(Data items)
PR #930, opened 2020-06-28
CSS logo

### LINKED ISSUE #567: i18n - Reimplement Almanac logo using text and CSS instead of SVG
The [PNG Logo](https://almanac.httparchive.org/static/images/logo.png) contains English wording. It looks like it's created from [the SVG logo](https://github.com/HTTPArchive/almanac.httparchive.org/blob/master/src/static/images/logo.svg) unfortunately, the SVG logo has been optimized for Performance and all original text has been replaced by paths.

Is there a way to get an editable version to localize the "By" wording (in French, "par").

catalinred:
Fixes #567
The logo is now made with CSS

- The logo degrades nicely when switching to an `rtl` text direction.
- Adress the Japan edge case when the proper logo translation is a bit different than just the preposition text. 
  Looking forward to @MSakamaki feedback here.
- The logo is perfectly scalable by adjusting `.navigation-logo`'s font-size size.
- I also fixed a horizontal scroll issue that I've noticed recently on the index page.

Let me know your thoughts!

### DIFF
--- a/src/templates/base/2019/base.html
+++ b/src/templates/base/2019/base.html
@@ -104,7 +104,19 @@
   <header class="alt-bg">
     <div class="container">
       <div class="top-header">
-        <a class="navigation-logo" href="{{ url_for('home', year=year, lang=lang) }}"><img src="/static/images/logo.svg" alt="{{ self.organization() }}" height="39" width="202"></a>
+        <a class="navigation-logo" href="{{ url_for('home', year=year, lang=lang) }}">
+          {% if language.lang_code != 'ja' %}
+            <span class="wa">{{ self.web_almanac() }}</span>
+            <span class="line-group">  
+              <span class="pre">{{ self.preposition() }}</span>
+              <span class="ha">{{ self.http_archive() }}</span>
+            </span>
+          {% else %}
+            <span class="ha line-group">{{ self.http_archive() }}</span>            
+            <span class="pre">{{ self.preposition() }}</span>
+            <span class="wa">{{ self.web_almanac() }}</span>                        
+          {% endif %}
+        </a>
         <nav aria-label="{{ self.page_navigation() }}">
           <ul>
             <li><a href="{{ url_for('table_of_contents', year=year, lang=lang) }}">{{ self.table_of_contents_title() }}</a></li>
@@ -142,7 +154,7 @@
             <li class="misc">
               <ul class="misc">
                 <li>
-                  <a href="https://httparchive.org/" class="navigation-logo" aria-labelledby="ha-logo-mobile">
+                  <a href="https://httparchive.org/" aria-labelledby="ha-logo-mobile">
                     <svg width="70" height="35" role="img">
                       <title id="ha-logo-mobile">{{ self.http_archive_link() }}</title>
                       <use xmlns:xlink="http://www.w3.org/1999/xlink" xlink:href="#ha"></use>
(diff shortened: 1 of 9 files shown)


borisschapira:
Ok for the French modifications 👍

bazzadp:
This sounds awesome @catalinred. Will check it out later.

src/templates/base/2019/base.html
```diff
@@ -104,7 +107,19 @@
...
+            <span class="wa">{{ self.web_almanac() }}</span>
+            <span class="line-group">  
+              <span class="pre">{{ self.preposition() }}</span>
+              <span class="ha">{{ self.http_archive() }}</span>
+            </span>
+          {% else %}
+            <span class="ha line-group">{{ self.http_archive() }}</span>            
+            <span class="pre">{{ self.preposition() }}</span>
+            <span class="wa">{{ self.web_almanac() }}</span>                        
+          {% endif %}
```
bazzadp, line 121: This is very clever, but not loving the hard coding of the language.

What would you think about moving this to the templates? So replacing this with just:

```suggestion
          {{ self.web_almanac_logo() }}
```

And then having the following in `en/2019/base.html`:

```
{% block web_almanac_logo %}
<span class="wa">Web Almanac</span>
<span class="line-group">  
   <span class="pre">By</span>
   <span class="ha">HTTP Archive</span>
</span>
{% endblock %}
```

Yes it does put a bit of code/presentation logic into the language templates but we have a few other examples of this, gives us much greater flexibility for other languages in the future, and avoid repeating this code three times.

src/templates/base/2019/base_ebook.html
```diff
@@ -28,7 +28,7 @@
   @page {
     @top-left { content: ''; }
     @top-right { content: string(chapter-subtitle) string(chapter-title); }
-    @bottom-left { content: "{{ year }} {{ self.organization() }}"; }
+    @bottom-left { content: "{{ year }} {{ self.web_almanac() }} {{ self.preposition() }} {{ self.http_archive() }}"; }
```
bazzadp, line 31: This doesn't work for Japanese. So think we should maybe keep `self.organization()` (and the associated block).

src/templates/base/2019/base_ebook.html
```diff
@@ -45,7 +45,7 @@
     @top-left { content: string(chapter-subtitle) string(chapter-title); }
     @top-right { content: ''; }
     @bottom-left { content: counter(page); }
-    @bottom-right { content: "{{ year }} {{ self.organization() }}"; }
+    @bottom-right { content: "{{ year }} {{ self.web_almanac() }} {{ self.preposition() }} {{ self.http_archive() }}"; }
```
bazzadp, line 48: Same here

src/templates/base/2019/base_ebook.html
```diff
@@ -54,7 +54,7 @@
   @page :right {
     @top-left { content: ''; }
     @top-right { content: string(chapter-subtitle) string(chapter-title); }
-    @bottom-left { content: "{{ year }} {{ self.organization() }}"; }
+    @bottom-left { content: "{{ year }} {{ self.web_almanac() }} {{ self.preposition() }} {{ self.http_archive() }}"; }
```
bazzadp, line 57: Same here

src/templates/base/2019/base.html
catalinred: I did update this as requested! ;)

src/templates/base/2019/base_ebook.html
catalinred: Done.

src/templates/base/2019/base_ebook.html
catalinred: Done.

src/templates/base/2019/base_ebook.html
catalinred: Done.

catalinred:
Awesome, thanks for merging.

PR #931, opened 2020-06-28
Fix index font zoom

bazzadp:
Just noticed while reviewing another PR that when font zooming to 32px base font, that the chapter table of contents look a little squished (especially on Firefox):

Bad font zoom with fixed line height

This PR adds `rem` sizing to the `line-height` to fix this.

Better font zoom with relative line height

### DIFF
--- a/src/content/en/2020/README.md
+++ b/src/content/en/2020/README.md
@@ -1,1 +1,0 @@
-This is the directory in which content teams add the markdown version of their chapters.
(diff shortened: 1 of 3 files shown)


bazzadp:
Yeah thought you’d say that! 😀

I mostly keep it there to remind me - easier to think in `rem`‘s than px`. It’s the convention I’ve gone with elsewhere:

https://github.com/HTTPArchive/almanac.httparchive.org/blob/9494a97c05a8c5ccdd04c2d180720c7ad9839878/src/static/css/2019.css#L301-L302

Also means `rem`-less browsers still get support, but thankfully [that really is pretty unusual these days](https://caniuse.com/#feat=rem), so it mostly is for my own understanding.

PR #932, opened 2020-06-28
Allow the development server to be backgrounded with optional command line argument

bazzadp:
Allows the werkzeug development server to be started in background mode with the following syntax:

```
   python main.py background &
```

This can then be used to automate runs, for example to get our GitHub action to regenerate the ebooks on commit.

Without this the server fails is started in background mode, with the following:

```
Traceback (most recent call last):
  File "/Users/barry/almanac.httparchive.org/src/main.py", line 356, in <module>
    app.run(host='127.0.0.1', port=8080, debug=True)
  File "/Users/barry/almanac.httparchive.org/src/env/lib/python3.8/site-packages/flask/app.py", line 943, in run
    run_simple(host, port, self, **options)
  File "/Users/barry/almanac.httparchive.org/src/env/lib/python3.8/site-packages/werkzeug/serving.py", line 1008, in run_simple
    run_with_reloader(inner, extra_files, reloader_interval, reloader_type)
  File "/Users/barry/almanac.httparchive.org/src/env/lib/python3.8/site-packages/werkzeug/_reloader.py", line 333, in run_with_reloader
    ensure_echo_on()
  File "/Users/barry/almanac.httparchive.org/src/env/lib/python3.8/site-packages/werkzeug/_reloader.py", line 322, in ensure_echo_on
    termios.tcsetattr(sys.stdin, termios.TCSANOW, attributes)
termios.error: (4, 'Interrupted system call')
```

### DIFF
--- a/src/main.py
+++ b/src/main.py
@@ -10,6 +10,7 @@ from werkzeug.http import HTTP_STATUS_CODES
 from validate import validate
 import os.path
 import re
+import sys
 
 # Set WOFF and WOFF2 caching to return 1 year as they should never change
 # Note this requires similar set up in app.yaml for Google App Engine
@@ -24,7 +25,7 @@ app = MyFlask(__name__)
 # Flask default if not set is 12 hours but we want to match app.yaml
 # which is used by Google App Engine as it serves static files directly
 app.config['SEND_FILE_MAX_AGE_DEFAULT'] = 10800
-Talisman(app,
+talisman = Talisman(app,
          content_security_policy=csp,
          content_security_policy_nonce_in=['script-src'])
 logging.basicConfig(level=logging.DEBUG)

=== To do ===
Look through the entries above. Extract each line with the word "mode".

=== Task output ===
Allows the werkzeug development server to be started in background mode with the following syntax:
Without this the server fails is started in background mode, with the following:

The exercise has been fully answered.